### Problem to work on
Copy out each line in the listing below where the word "sort" appears.

### Source records

○ ○ ○ ○ ○ ○ ○

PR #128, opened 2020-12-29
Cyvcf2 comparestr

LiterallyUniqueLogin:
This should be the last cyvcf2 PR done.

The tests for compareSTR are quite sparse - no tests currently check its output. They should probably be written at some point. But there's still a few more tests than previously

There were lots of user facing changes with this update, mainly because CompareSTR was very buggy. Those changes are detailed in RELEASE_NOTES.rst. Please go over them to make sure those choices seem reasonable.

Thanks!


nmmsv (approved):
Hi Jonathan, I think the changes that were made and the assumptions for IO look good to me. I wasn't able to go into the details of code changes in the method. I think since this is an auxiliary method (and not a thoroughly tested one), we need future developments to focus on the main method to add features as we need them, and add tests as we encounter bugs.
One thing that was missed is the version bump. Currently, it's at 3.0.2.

○ ○ ○ ○ ○ ○ ○

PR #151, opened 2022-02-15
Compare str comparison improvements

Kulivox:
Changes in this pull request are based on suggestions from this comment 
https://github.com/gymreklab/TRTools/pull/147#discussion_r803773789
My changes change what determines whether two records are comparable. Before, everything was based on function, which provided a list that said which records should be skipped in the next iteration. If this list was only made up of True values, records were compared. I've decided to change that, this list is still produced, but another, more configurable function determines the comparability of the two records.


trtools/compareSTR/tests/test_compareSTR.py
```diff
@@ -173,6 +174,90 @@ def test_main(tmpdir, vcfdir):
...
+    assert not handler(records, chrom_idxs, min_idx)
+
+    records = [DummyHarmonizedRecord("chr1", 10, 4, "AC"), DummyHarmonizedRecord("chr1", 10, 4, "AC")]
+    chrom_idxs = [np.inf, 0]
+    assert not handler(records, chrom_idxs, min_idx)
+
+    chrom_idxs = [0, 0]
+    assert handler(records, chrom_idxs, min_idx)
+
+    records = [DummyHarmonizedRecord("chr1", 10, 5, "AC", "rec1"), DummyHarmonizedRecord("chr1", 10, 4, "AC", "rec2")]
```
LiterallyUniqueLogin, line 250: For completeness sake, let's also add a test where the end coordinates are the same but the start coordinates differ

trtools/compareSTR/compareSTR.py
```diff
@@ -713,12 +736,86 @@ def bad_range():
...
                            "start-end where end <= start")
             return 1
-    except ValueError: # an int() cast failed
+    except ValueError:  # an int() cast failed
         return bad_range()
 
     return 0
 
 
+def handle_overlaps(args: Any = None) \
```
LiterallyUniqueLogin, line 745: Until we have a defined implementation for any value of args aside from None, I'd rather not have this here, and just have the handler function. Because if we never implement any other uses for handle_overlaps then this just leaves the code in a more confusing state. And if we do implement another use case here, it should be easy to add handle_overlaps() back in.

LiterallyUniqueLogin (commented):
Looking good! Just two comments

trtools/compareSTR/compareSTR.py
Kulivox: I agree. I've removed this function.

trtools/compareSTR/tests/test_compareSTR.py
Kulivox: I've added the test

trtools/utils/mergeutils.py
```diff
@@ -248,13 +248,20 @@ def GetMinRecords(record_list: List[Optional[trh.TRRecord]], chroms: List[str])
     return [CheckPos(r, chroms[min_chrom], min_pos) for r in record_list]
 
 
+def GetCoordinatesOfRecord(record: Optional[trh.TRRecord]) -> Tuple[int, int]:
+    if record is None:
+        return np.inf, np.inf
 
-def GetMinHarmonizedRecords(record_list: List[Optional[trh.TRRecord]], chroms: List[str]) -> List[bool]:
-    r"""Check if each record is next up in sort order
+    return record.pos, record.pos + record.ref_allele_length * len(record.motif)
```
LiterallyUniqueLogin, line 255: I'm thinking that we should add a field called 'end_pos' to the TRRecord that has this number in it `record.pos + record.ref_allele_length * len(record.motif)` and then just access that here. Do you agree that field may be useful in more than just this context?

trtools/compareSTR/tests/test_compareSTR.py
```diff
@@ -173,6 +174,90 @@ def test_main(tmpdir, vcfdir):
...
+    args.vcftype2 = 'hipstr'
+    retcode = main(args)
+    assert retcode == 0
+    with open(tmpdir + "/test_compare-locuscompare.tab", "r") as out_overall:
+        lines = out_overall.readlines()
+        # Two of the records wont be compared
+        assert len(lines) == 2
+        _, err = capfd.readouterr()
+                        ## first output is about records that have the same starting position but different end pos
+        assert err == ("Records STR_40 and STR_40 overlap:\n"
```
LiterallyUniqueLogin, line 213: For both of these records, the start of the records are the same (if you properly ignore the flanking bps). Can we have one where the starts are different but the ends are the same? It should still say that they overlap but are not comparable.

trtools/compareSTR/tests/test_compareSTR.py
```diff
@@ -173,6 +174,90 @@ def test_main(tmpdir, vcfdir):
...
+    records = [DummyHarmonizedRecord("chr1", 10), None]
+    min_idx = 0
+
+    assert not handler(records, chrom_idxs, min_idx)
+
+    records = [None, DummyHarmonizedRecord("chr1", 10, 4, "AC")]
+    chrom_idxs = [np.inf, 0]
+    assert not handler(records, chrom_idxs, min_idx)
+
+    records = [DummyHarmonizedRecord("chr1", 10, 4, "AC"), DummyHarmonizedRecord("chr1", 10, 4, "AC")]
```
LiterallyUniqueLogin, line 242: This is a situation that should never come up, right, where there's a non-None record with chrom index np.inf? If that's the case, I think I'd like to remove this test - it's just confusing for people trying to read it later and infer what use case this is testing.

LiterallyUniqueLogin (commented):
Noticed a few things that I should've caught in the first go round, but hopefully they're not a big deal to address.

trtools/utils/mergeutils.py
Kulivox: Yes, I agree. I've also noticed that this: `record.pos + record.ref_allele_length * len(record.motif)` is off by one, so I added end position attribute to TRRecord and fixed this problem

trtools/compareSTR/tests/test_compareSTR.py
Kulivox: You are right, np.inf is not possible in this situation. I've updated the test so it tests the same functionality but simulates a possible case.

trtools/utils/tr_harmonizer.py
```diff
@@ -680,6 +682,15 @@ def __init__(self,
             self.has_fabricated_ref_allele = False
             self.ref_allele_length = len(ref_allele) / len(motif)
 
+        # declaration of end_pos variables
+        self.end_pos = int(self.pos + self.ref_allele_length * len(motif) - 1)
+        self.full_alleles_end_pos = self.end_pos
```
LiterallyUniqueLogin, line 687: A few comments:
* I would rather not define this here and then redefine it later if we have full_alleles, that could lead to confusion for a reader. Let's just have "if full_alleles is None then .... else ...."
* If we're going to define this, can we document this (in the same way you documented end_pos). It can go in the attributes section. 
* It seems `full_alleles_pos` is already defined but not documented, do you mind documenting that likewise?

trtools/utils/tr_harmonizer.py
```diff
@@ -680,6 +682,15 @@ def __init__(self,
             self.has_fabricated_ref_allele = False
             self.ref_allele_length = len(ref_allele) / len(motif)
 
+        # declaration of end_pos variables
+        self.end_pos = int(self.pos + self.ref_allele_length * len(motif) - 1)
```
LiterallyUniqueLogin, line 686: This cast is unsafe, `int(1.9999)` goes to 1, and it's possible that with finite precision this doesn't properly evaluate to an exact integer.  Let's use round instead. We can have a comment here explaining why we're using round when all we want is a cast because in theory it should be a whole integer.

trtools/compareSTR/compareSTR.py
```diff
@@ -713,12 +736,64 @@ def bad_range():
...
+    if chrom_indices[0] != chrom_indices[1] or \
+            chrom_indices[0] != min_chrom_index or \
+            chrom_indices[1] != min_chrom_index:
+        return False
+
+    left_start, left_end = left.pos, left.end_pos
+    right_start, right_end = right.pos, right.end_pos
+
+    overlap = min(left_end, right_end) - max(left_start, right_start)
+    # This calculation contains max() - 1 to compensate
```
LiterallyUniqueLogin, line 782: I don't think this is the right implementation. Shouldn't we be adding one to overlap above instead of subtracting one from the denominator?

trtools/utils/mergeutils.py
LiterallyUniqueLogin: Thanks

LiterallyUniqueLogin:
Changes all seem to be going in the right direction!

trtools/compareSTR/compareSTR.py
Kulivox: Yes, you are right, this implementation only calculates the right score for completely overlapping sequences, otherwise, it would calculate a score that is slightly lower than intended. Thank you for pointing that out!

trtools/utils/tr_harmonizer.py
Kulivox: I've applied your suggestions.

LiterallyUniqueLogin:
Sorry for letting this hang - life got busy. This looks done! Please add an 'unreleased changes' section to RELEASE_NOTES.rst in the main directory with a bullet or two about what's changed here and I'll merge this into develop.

○ ○ ○ ○ ○ ○ ○

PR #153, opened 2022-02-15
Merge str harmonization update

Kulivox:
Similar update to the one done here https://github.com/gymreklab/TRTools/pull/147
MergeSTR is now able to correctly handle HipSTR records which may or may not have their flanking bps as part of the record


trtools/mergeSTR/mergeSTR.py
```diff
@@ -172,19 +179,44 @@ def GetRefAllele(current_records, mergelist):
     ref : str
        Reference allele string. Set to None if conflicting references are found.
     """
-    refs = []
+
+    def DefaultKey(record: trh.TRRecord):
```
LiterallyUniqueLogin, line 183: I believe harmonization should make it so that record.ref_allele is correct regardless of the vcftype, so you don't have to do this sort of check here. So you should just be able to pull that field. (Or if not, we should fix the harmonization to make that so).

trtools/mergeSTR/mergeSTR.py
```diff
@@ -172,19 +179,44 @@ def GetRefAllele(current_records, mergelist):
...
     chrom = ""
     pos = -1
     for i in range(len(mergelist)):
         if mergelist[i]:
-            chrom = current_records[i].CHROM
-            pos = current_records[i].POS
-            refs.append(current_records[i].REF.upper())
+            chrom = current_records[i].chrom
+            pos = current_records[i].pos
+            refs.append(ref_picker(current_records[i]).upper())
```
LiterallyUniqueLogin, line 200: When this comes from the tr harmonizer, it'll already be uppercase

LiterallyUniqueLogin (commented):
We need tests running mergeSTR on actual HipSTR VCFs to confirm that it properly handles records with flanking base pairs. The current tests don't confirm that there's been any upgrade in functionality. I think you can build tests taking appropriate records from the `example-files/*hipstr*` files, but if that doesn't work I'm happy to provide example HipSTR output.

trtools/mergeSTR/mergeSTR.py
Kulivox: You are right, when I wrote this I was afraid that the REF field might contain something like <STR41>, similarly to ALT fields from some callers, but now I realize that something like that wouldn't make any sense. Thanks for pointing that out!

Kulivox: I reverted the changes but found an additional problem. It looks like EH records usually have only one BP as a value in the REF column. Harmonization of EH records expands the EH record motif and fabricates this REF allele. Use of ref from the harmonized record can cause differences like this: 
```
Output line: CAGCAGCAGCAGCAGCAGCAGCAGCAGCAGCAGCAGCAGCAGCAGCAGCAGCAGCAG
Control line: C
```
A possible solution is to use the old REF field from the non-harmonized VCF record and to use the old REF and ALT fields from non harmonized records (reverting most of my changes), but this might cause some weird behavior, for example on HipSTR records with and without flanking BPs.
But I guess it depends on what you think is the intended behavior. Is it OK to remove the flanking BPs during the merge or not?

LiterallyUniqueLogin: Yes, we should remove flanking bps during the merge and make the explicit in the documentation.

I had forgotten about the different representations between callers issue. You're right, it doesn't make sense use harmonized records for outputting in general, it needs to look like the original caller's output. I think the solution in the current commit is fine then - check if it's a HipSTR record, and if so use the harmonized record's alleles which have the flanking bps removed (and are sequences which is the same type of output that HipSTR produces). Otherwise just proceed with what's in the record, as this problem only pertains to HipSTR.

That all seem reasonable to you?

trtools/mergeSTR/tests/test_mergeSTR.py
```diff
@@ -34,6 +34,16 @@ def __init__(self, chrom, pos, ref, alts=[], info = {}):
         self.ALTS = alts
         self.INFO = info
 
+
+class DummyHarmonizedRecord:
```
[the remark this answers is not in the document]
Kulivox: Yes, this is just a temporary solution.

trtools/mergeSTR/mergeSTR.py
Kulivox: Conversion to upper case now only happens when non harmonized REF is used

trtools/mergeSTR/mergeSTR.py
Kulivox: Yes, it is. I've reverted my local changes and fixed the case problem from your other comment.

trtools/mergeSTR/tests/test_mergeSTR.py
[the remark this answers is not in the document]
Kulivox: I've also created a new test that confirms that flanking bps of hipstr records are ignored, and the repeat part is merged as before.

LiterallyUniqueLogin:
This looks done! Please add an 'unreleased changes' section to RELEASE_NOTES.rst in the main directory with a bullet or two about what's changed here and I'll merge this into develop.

○ ○ ○ ○ ○ ○ ○

### Problem solution
-    r"""Check if each record is next up in sort order
LiterallyUniqueLogin, line 183: I believe harmonization should make it so that record.ref_allele is correct regardless of the vcftype, so you don't have to do this sort of check here. So you should just be able to pull that field. (Or if not, we should fix the harmonization to make that so).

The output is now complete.